> **PROBLEM TO WORK ON**
Below are the entries to work from; restate word for word the portion that opens with the line containing "Issue #1232, opened 2022-07-30" and closes with the line containing "problem? Please describe.**", keeping both.

[Collected data]
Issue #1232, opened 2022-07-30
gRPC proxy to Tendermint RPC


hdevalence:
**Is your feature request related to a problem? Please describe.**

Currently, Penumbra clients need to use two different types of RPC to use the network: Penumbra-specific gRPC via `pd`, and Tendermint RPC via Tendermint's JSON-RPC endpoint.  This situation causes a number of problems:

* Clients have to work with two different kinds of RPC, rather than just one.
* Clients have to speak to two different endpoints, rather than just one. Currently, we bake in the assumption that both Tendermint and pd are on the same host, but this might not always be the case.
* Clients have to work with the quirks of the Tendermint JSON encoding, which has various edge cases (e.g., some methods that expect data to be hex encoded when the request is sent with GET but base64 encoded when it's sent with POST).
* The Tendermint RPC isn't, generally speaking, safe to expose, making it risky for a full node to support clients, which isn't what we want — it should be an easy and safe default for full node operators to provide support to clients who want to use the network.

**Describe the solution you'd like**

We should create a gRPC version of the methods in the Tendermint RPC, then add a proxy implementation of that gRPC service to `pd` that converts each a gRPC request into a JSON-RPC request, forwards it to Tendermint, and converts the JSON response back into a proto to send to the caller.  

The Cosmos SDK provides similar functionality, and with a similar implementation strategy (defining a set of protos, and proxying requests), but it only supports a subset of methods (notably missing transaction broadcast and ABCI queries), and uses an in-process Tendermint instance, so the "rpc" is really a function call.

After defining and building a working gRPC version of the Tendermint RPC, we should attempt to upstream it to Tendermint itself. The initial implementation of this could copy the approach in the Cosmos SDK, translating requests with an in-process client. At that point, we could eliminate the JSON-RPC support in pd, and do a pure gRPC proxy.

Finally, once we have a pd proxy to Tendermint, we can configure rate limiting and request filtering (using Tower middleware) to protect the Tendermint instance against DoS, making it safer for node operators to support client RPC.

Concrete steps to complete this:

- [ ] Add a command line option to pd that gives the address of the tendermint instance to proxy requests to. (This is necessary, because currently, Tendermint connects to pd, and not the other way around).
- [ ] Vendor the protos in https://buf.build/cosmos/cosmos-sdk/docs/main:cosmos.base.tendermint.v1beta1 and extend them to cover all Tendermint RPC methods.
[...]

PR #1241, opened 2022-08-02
...
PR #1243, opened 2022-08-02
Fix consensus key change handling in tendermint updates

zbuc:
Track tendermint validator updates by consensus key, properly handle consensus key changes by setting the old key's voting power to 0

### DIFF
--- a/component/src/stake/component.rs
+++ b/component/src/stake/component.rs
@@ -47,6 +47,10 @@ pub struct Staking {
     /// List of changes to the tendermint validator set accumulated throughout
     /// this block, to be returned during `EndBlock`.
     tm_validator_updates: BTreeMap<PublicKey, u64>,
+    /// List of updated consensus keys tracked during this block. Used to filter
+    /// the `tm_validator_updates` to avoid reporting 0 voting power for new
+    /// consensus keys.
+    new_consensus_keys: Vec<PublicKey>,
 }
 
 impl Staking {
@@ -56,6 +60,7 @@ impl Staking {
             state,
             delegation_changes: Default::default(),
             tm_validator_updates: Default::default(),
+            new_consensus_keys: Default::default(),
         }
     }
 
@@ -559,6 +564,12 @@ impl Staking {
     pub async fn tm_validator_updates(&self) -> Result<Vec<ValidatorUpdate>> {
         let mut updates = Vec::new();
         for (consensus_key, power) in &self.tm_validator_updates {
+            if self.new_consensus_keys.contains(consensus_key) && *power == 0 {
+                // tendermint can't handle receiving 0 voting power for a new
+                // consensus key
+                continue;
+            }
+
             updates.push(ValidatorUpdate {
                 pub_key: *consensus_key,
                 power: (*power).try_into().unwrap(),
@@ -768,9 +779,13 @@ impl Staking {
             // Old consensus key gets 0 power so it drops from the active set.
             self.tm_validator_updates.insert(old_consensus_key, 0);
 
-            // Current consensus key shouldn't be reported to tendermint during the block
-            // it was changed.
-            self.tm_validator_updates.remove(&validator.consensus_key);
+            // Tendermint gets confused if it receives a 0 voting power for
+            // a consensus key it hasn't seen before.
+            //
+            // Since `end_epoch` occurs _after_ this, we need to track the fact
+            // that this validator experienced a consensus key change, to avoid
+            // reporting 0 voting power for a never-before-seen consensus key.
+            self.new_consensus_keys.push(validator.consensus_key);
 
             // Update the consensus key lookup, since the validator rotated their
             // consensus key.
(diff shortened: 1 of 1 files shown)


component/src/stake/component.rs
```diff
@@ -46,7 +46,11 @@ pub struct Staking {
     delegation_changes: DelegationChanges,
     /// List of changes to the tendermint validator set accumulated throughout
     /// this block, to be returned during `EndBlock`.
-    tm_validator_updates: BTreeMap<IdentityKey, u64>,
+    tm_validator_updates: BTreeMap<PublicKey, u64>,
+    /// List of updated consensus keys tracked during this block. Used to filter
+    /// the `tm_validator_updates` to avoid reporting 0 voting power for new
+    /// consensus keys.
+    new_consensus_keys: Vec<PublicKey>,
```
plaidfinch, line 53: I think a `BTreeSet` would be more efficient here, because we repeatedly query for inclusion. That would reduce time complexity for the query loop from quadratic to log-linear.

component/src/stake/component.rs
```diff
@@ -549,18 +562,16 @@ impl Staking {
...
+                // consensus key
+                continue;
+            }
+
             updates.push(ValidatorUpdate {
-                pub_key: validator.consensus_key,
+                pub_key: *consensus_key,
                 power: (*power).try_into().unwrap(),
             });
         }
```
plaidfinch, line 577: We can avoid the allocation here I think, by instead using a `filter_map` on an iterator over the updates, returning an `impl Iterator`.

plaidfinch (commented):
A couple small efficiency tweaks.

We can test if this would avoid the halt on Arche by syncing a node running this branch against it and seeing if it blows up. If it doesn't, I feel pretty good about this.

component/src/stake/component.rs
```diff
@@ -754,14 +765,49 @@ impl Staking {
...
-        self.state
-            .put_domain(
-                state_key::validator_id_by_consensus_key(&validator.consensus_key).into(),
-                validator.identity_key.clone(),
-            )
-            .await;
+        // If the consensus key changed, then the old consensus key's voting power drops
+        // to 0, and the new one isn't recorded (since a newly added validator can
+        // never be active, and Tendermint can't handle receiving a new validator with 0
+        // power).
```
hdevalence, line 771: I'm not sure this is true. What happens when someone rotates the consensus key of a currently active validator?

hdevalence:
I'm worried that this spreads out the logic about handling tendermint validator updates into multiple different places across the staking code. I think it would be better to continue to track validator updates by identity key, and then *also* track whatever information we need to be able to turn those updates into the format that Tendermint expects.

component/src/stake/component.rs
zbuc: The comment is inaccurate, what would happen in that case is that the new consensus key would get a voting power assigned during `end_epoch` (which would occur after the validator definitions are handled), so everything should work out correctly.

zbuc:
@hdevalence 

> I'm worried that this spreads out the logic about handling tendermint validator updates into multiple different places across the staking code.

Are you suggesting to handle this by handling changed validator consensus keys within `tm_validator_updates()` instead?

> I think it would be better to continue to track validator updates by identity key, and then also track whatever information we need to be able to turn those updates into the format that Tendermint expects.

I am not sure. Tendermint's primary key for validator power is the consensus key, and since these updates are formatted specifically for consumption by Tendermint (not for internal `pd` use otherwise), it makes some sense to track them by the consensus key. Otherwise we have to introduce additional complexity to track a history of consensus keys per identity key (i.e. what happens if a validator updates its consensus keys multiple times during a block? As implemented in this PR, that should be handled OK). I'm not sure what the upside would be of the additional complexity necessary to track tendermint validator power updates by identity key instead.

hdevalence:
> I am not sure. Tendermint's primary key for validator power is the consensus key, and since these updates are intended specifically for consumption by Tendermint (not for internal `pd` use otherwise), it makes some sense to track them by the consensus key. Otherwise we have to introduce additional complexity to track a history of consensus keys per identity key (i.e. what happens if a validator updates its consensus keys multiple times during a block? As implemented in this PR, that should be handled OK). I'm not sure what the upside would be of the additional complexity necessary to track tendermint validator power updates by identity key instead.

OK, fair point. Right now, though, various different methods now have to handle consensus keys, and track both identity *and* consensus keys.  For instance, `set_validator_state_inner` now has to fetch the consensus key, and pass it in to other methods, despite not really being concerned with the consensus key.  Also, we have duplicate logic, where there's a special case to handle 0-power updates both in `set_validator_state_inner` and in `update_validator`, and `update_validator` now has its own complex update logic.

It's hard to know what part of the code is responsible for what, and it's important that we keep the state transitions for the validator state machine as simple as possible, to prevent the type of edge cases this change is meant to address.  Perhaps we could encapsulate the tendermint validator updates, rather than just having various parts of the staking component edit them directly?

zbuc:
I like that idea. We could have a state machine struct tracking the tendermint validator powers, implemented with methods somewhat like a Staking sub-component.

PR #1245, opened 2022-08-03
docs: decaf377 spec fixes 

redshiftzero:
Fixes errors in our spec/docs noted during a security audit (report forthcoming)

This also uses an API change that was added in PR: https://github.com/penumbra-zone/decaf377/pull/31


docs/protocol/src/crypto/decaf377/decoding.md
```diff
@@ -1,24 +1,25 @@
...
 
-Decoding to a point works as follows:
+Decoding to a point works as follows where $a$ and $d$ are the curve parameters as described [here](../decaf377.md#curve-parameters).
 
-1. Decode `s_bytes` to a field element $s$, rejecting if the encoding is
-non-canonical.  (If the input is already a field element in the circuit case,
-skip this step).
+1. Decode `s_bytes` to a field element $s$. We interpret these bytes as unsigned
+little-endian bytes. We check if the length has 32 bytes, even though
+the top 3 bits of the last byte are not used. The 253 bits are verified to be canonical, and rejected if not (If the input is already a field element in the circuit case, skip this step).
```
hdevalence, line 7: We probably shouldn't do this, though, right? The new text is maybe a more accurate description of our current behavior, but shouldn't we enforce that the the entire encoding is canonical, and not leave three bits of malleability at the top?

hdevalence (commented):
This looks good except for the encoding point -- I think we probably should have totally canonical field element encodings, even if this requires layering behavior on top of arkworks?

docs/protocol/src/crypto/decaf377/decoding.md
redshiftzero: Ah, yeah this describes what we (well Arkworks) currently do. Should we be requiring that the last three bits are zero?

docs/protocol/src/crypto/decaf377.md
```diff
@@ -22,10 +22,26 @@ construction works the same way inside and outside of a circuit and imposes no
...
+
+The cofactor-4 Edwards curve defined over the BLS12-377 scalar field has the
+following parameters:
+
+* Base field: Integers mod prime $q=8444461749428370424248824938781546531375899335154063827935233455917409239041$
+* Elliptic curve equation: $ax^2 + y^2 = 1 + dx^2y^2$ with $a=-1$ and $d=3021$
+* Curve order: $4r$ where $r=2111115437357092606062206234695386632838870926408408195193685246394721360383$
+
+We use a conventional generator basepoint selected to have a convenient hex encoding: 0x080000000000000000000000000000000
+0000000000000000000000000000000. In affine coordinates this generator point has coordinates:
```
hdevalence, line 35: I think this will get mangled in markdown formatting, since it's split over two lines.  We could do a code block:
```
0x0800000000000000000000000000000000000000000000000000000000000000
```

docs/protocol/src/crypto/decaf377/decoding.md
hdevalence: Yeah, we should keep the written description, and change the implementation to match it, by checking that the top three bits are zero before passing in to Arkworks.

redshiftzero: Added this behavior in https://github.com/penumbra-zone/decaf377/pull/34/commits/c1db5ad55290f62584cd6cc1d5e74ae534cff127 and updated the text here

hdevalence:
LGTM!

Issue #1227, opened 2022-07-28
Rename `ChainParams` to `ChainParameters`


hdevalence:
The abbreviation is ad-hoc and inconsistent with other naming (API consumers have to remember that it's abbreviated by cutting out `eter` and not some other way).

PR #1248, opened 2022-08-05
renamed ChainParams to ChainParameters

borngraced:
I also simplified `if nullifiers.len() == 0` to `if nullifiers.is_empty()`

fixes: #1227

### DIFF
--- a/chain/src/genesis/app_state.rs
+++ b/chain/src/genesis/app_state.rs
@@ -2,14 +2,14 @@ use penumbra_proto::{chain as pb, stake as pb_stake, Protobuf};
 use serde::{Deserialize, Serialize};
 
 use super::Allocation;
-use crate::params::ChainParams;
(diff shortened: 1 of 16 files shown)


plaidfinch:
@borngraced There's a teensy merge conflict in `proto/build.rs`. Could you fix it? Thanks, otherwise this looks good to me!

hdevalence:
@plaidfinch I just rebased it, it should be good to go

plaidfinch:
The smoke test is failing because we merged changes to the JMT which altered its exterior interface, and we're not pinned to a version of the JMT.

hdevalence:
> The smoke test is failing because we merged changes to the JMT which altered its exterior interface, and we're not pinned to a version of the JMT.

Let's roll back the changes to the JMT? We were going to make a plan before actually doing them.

> **TASK RESULT**
Issue #1232, opened 2022-07-30
gRPC proxy to Tendermint RPC


hdevalence:
**Is your feature request related to a problem? Please describe.**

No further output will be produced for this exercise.